Jeremy M. Lazarus | 11/21/2018, 6 a.m.
A bipartisan group of five legislators will try again to get the Virginia General Assembly to pass the Equal Rights …

Delegate Carroll Foy

Delegate Carroll Foy

Sen. Sturtevant

Sen. Sturtevant

A bipartisan group of five legislators will try again to get the Virginia General Assembly to pass the Equal Rights Amendment in the next legislative session.

Their goal: To make the Old Dominion the 38th state to ratify the amendment that passed Congress 46 years ago. If ratified in Virginia, the legislation would finally reach the threshold of approval from two-thirds of states to have the ERA’s ban on gender discrimination added to the U.S. Constitution.

In a bid to rev up public support, the lawmakers rode a bus painted with the logo “Honk if you love equality” across the state for 10 days and held rallies in various communities.

“We need to make sure that we include this fundamental American value, which is equality of everyone before the law, in the U.S. Constitution,” Richmond state Sen. Glen R. Sturtevant said Sunday at the Virginia Museum of Fine Arts, the final stop of the tour.

The impact of the tour is hard to gauge. Passage of the ERA has been rebuffed by the General Assembly every time legislation has been introduced.

The ERA cleared Congress in 1972, but only about 36 states approved it before the deadline for its passage expired in 1978. Congress extended the deadline by three years, but Virginia and other states did not act. It could take the U.S. Supreme Court to decide whether Congress has the authority to extend the deadline for passage once again or must start the process over to pass the ERA.

The amendment was designed to guarantee equal legal rights for all American citizens regardless of gender, with proponents arguing it would end legal distinctions between men and women in terms of divorce, property, employment and other matters.
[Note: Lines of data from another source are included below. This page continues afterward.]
PR #2887, opened 2024-08-21
RHCLOUD-34728 | WIP | feature: authentication on the Kessel clients

MikelAlejoBR:
Adds authentication to the Kessel clients so that our calls are authenticated.

## Dependency

- https://github.com/RedHatInsights/notifications-backend/pull/2874

## Jira ticket
[[RHCLOUD-34728]](https://issues.redhat.com/browse/RHCLOUD-34728)


backend/pom.xml
```diff
@@ -163,6 +163,14 @@
             <version>${kessel.relationships-client.version}</version>
         </dependency>
 
+        <!-- oAuth library for the gRPC clients -->
+        <dependency>
+            <groupId>com.nimbusds</groupId>
+            <artifactId>oauth2-oidc-sdk</artifactId>
+            <version>${kessel.oauth-client.version}</version>
+            <scope>provided</scope>
```
gwenneg, line 171: Why is it `provided`?

.rhcicd/clowdapp-backend.yaml
```diff
@@ -142,6 +138,18 @@ objects:
           value: ${INTERNAL_RBAC_ENABLED}
         - name: INTERNAL_ADMIN_ROLE
           value: ${INTERNAL_RBAC_ADMIN}
+        - name: INVENTORY_API_AUTHN_CLIENT_ID
+          valueFrom:
+            secretKeyRef:
+              name: kessel-authentication
+              key: inventory.client.id
```
gwenneg, line 145: `inventory.client.id` / `relations-api.client.id`

Could make this consistent? Either `-api` in both or in none.

.rhcicd/clowdapp-backend.yaml
```diff
@@ -142,6 +138,18 @@ objects:
...
+        - name: INVENTORY_API_AUTHN_CLIENT_ISSUER
+          value: ${NOTIFICATIONS_KESSEL_OIDC_ISSUER}
+        - name: INVENTORY_API_AUTHN_CLIENT_SECRET
+          valueFrom:
+            secretKeyRef:
+              name: kessel-authentication
+              key: inventory.client.secret
```
gwenneg, line 152: Same comment about consistency.

backend/src/main/resources/application.properties
```diff
@@ -103,5 +103,16 @@ quarkus.unleash.active=false
 quarkus.unleash.url=http://localhost:4242
 
 # Kessel
-notifications.kessel.inventory-api.target-url=localhost:9080
-notifications.kessel.relationships-api.target-url=localhost:9000
+inventory-api.authn.client.id=insights-notifications
+inventory-api.authn.client.issuer=http://localhost:8084/realms/redhat-external
```
gwenneg, line 107: Does this URL help with local testing? Or could we use `https://redhat.com/realms/redhat-external` here?

backend/pom.xml
MikelAlejoBR: I think I copied and pasted what the team gave us for the library. I see that [they mark the library as `provided`](https://github.com/project-kessel/relations-client-java/pull/17/files#diff-9c5fb3d1b7e3b0f54bc5c4182965c4fe1f9023d449017cece3005d3f90e8e4d8R91-R96) in their code because they expect us to provide it, so I assume that we could use the default one or `runtime`. I went for the default one, but I'm open to changing it.

.rhcicd/clowdapp-backend.yaml
MikelAlejoBR: Yes, changed!

.rhcicd/clowdapp-backend.yaml
MikelAlejoBR: Changed!

backend/src/main/resources/application.properties
MikelAlejoBR: Yes, it does help with local testing if you set up Keycloak locally, but... I'm not sure if we should change it to the URL you pointed :thinking:

gwenneg: If it helps with local testing, then the current value is fine.

gwenneg (approved):
LGTM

Since then, court rulings, new laws and regulation changes in piecemeal fashion have allowed women to make decisions about their reproductive health, serve in combat and, to some degree, receive equal pay for equal work.
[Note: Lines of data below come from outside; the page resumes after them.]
PR #2892, opened 2024-08-26
RHCLOUD-34808 | feature: reduce event retention days

MikelAlejoBR:
We are reducing the event retention to 15 days to be able to handle the huge incoming load that we are about to face due to the TeamNado integration. The UI does not show more than 14 days, so we can safely reduce the event retention to 15 days. This way, we can be sure that all the timezones across the globe will have the 14 days of events available to be able to check them from the UI.

## Jira ticket

[[RHCLOUD-34808]](https://issues.redhat.com/browse/RHCLOUD-34808)


gwenneg (approved):
LGTM

PR #2903, opened 2024-08-28
[RHCLOUD-34233] Disable integration in case of SSL Exception

g-duval:


connector-common-http/src/main/java/com/redhat/cloud/notifications/connector/http/HttpExceptionProcessor.java
```diff
@@ -61,6 +63,8 @@ protected void process(Throwable t, Exchange exchange) {
             exchange.setProperty(HTTP_ERROR_TYPE, SSL_HANDSHAKE);
         } else if (t instanceof UnknownHostException) {
             exchange.setProperty(HTTP_ERROR_TYPE, UNKNOWN_HOST);
+        } else if (t instanceof SSLException) {
```
gwenneg, line 66: Can `SSLException` be thrown for another reason than `Unsupported or unrecognized SSL message`? Should we change the condition to this?
```suggestion
        } else if (t instanceof SSLException && "Unsupported or unrecognized SSL message".equals(t.getMessage())) {
```

gwenneg (approved):
LGTM

PR #2916, opened 2024-09-03
RHCLOUD-34317 | refactor: move the high volume topic env var to Unleash

MikelAlejoBR:
The reason for the change is that this way we will be able to manually control when we enable and disable the production and consumption of messages in that topic.

## Jira ticket
[[RHCLOUD-34317]](https://issues.redhat.com/browse)


g-duval (approved):
LGTM (build error is not related to this PR)

PR #2919, opened 2024-09-04
RHCLOUD-28271 - Add backend as optional dependecy for testing

Fynardo:
Backend set as an optional dependency will make clowder fill its details on the IQE pod while not modifying the deployment


g-duval (approved):
LGTM

MikelAlejoBR (approved):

But women’s equal rights have no constitutional guarantee, which is why the effort is being mounted to add Virginia to the list of approving states, particularly after Nevada and Illinois became the 36th and 37th states, respectively, to approve the amendment in the past two years.

Legislators call the ERA essential to ensure that the changes now in place cannot be rolled back.
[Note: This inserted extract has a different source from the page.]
PR #2928, opened 2024-09-09
Fine-tune microdnf commands used while building images

gwenneg:
The images build is currently unstable (timeouts). I'm trying to fix that.

- `microdnf update` is an alias for `microdnf upgrade` which is the actual command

“When we talk about the ERA in the context of such things as equal pay for equal work and ending sex discrimination, what we are talking about is giving those things teeth,” said Democratic Delegate Jennifer Carroll Foy of Prince William County, who is teaming with Sen. Sturtevant to push ratification.

Delegate Carroll Foy said laws can change and court rulings can be reversed, but a constitutional amendment would help ensure that doesn’t happen.

Virginia “has been on the wrong side of history for too long,” she said. “We have fought against desegregation. We have fought against interracial marriage. We have fought against women’s right to vote. Our state finally needs to be on the right side of history when it comes to women’s rights,” she said.

Other lawmakers who took part in the tour include Democratic state Sens. Rosalyn R. Dance of Petersburg and Scott Surovell of Fairfax County and Democratic Delegate Schuyler T. VanValkenburg of Henrico County.

Opponents such as the Family Foundation of Virginia argue that the ERA would negate important gender differences.

“We should be able to embrace a society that can have equal respect and dignity and pay for women without sameness, without everything between men and women having to be the same,” said Virginia Cobb, president of the foundation.